# Which scraper offers the best view from the observation deck.



## stacey43 (Jul 13, 2017)

Which skyscraper gives you the best view from it's observaion deck or the top most level?

My best experience was on the top level deck of Burj Khalifa on the 148th level. You can see the whole of Dubai and beyond. 

Share your experiences and thoughts.


----------



## A Chicagoan (Aug 9, 2016)

I really like the observation deck of the Sears Tower, which happens to be the tallest observation deck in the United States. The observation deck of One World Trade Center also boasts a great view.

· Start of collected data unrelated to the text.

PR #28, opened 2024-06-24
napvideo improvements

TimGroeneboom:
- This PR aims to fix a problem where video looping and seeking would not be consistent. The seek operation was discarding the seek frames, resulting in those frames to be skipped altogether and also causing synchronization issues when playing two seperate videos that need to be in sync
- Added a bool arg for video play giving the user the option to not clear the previous textures. This prevents black or green textures from being rendered when calling play or switching videos

To test : Build and run videomodulation demo, observe the perfectly looping video

### DIFF
--- a/system_modules/napvideo/src/video.cpp
+++ b/system_modules/napvideo/src/video.cpp
@@ -581,32 +581,32 @@ namespace nap
 	}
 
 
-	bool AVState::addSeekStartPacket(const bool& exitIOThreadSignalled)
+	bool AVState::addSeekStartPacket()
 	{
-		return addPacket(*mSeekStartPacket, exitIOThreadSignalled);
+		return addPacket(*mSeekStartPacket);
 	}
 
 
-	bool AVState::addSeekEndPacket(const bool& exitIOThreadSignalled, double seekTargetSecs)
+	bool AVState::addSeekEndPacket(double seekTargetSecs)
 	{
 		mSeekTargetSecs = seekTargetSecs;
-		return addPacket(*mSeekEndPacket, exitIOThreadSignalled);
+		return addPacket(*mSeekEndPacket);
 	}
 
 
-	bool AVState::addEndOfFilePacket(const bool& exitIOThreadSignalled)
+	bool AVState::addEndOfFilePacket()
 	{
-		return addPacket(*mEndOfFilePacket, exitIOThreadSignalled);
+		return addPacket(*mEndOfFilePacket);
 	}
 
 
-	bool AVState::addIOFinishedPacket(const bool& exitIOThreadSignalled)
+	bool AVState::addIOFinishedPacket()
 	{
-		return addPacket(*mIOFinishedPacket, exitIOThreadSignalled);
+		return addPacket(*mIOFinishedPacket);
 	}
 
 	
-	bool AVState::addPacket(AVPacket& packet, const bool& exitIOThreadSignalled)
+	bool AVState::addPacket(AVPacket& packet)
 	{
 		assert(matchesStream(packet));
 
@@ -1198,9 +1198,9 @@ namespace nap
 			// packet by the decode thread. avcoded_receive_frame will decode it and return EOF when receiving. This lets
 			// the decode thread know it reached the end of the stream. By doing it this way, we are sure that all frames
 			// in the queue are properly processed. The decode thread will flush the codec at that point in time.
-			mVideoState.addEndOfFilePacket(mExitIOThreadSignalled);
+			mVideoState.addEndOfFilePacket();
 			if (audioEnabled())
-				mAudioState.addEndOfFilePacket(mExitIOThreadSignalled);
+				mAudioState.addEndOfFilePacket();
 
 			return EProducePacketResult::EndOfFile;
 		}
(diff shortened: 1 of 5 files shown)


cklosters:
Thanks for the PR, I'll have time to properly review it beginning of next month.

system_modules/napvideo/src/video.cpp
```diff
@@ -737,6 +742,12 @@ namespace nap
 				mFrameDataAvailableCondition.notify_all();
 				VIDEO_DEBUG_LOG("push frame (stream %d): pkt_pos: %d, dts: %d, pts: %d", mStream, new_frame.mFrame->pkt_pos, new_frame.mFrame->pkt_dts, new_frame.mFrame->pkt_pts);
 			}
+
+            // sleep the thread for a bit
+            // this prevents a very rare race condition that can happen while seeking
+            // a seekstart packet can be pushed onto the queue but the decode thread is so fast that it processes the packet before waitSeekStartPacketProcessed is called
+            // this can happen with black frames in the videos and fast CPU's
+            std::this_thread::sleep_for(std::chrono::milliseconds(1));
```
cklosters, line 750: Yeah, this is probably not what we want. Can you find a proper way to wait for the packet to be decoded if `waitSeekStartPacketProcessed` is  required to be called? Maybe a `std::condition_variable`?

system_modules/napvideo/src/video.cpp
```diff
@@ -789,12 +800,25 @@ namespace nap
...
+                {
+                    // clear any previous frames, we're not interested in them anymore
+                    clearFrameQueue(mFrameQueue, false);
+
+                    // Copy seek frame queues into the regular frame queue
+                    while(!mSeekFrameQueue.empty())
+                    {
+                        Frame f = popSeekFrame();
+                        std::unique_lock<std::mutex> lock(mFrameQueueMutex);
+                        mFrameQueue.push(f);
```
cklosters, line 812: Why lock and unlock the thread every iteration? Probably better to do that before.

system_modules/napvideo/src/videoplayer.cpp
```diff
@@ -173,10 +173,12 @@ namespace nap
 	}
 
 
-	void VideoPlayer::play(double mStartTime)
+	void VideoPlayer::play(double mStartTime, bool clearTheTextures)
```
cklosters, line 176: Isn't it potentially dangerous not to clear textures when the texture size is different?

cklosters (changes requested):

system_modules/napvideo/src/videoplayer.cpp
TimGroeneboom: There is a check that checks if the texture needs to be resized upon selectVideo which is the only occurance where the textures need to be resized.

Not clearing the textures means that you won't see a black frame when hitting play when the player is already running

system_modules/napvideo/src/video.cpp
```diff
@@ -604,16 +606,18 @@ namespace nap
...
+        // Allocate packet our side
+        if (!mVideo->allocatePacket(packet.size))
+            return false;
+
+        // Add to packet queue
+        std::unique_lock<std::mutex> lock(mPacketQueueMutex);
+        mPacketQueue.emplace(&packet);
+        mPacketAvailableCondition.notify_all();
+
+        return true;
```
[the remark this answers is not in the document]
TimGroeneboom: indeed

system_modules/napvideo/src/video.cpp
TimGroeneboom: I addressed this in commit -> https://github.com/napframework/nap/pull/28/commits/3832364b65a36be0f8979370969c8785b552425d

Basically, emptying the seek frame queue before waiting for the mSeekStartProcessedEvent prevents the potential race condition. There is a possibility the mSeekStartProcessedEvent doesn't get called when the seek frame queue is full from a previous (interrupted) seek, but the frames don't get popped because we're waiting for the mSeekStartProcessedEvent to fire

system_modules/napvideo/src/video.cpp
cklosters: How is this resolved exactly? You modify the `mFrameQueue` without a lock now?

cklosters:
Looking good, for some reason the videomodulation demo doesn't want to close when running the package validation script on the PI4B, but otherwise starts / stops fine, will update the agent and try again. Also cleaned up package allocation - the io thead boolean wasn't used.

system_modules/napvideo/src/video.cpp
cklosters: `There is a possibility the mSeekStartProcessedEvent doesn't get called when the seek frame queue is full from a previous (interrupted) seek, but the frames don't get popped because we're waiting for the mSeekStartProcessedEvent to fire`

What is waiting for the event to fire exactly?

TimGroeneboom: One thread is has a wait for the mSeekStartProcessedEvent but the thread that sets the event is waiting for the seek frame queue to get < 16 before proceeding to decodeframes, also allowing the seekStartPacket to be handled.

Emptying the seek frame queue there prevents this from happening.

system_modules/napvideo/src/video.cpp
TimGroeneboom: Indeed swapping is better, changed it -> https://github.com/napframework/nap/pull/28/commits/9ac756a628c02532b8949007f6f62590580367f4

cklosters:
It passes all the checks, thread safety is now guaranteed, good to go in.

I haven't been there, but I'm assuming the observation deck of the Shanghai Tower must also be very good, since it's the tallest in the world.


----------



## Hudson11 (Jun 23, 2011)

imo #1 is 30 Rock in NYC


Top of the Rock after sunset - NYC by Cebb Photographies - NYC, on Flickr

followed closely by John Hancock Center in Chicago


John Hancock Observatory by Ludovic Asselin, on Flickr

why? Because you get the Sears Tower and the Empire State Building in the view.


----------



## A Chicagoan (Aug 9, 2016)

Hudson11 said:


> why? Because you get the Sears Tower and the Empire State Building in the view.


One of my complaints about observation decks is that you don't get to see the structure you're standing in.


----------



## QalzimCity (Jan 24, 2012)

^^ haha, so riding a chopper might solves your problem bro you say?






For me Marina Bay Sands Singapore offers the bestskyline view from a building in South East Asia arguably.... coz you can see the cbd, esplanade and hot chicks by the pool depending on your luck for that day (of coz most of them come there with flabby daddies.sad)










in KL, i think Helilounge Bar offers one of the best view of KL's skyline


----------



## PsyLock (Jun 18, 2016)

Rockefeller Center. I think any skyscraper fan would think theyre in heaven with 4 supertalls in close view (and 3 more in the very near future) and you can really appreciate the canyons from up there.


----------



## Cadaeib (Jan 10, 2017)

A Chicagoan said:


> One of my complaints about observation decks is that you don't get to see the structure you're standing in.



Except for the Eiffel Tower ; )


----------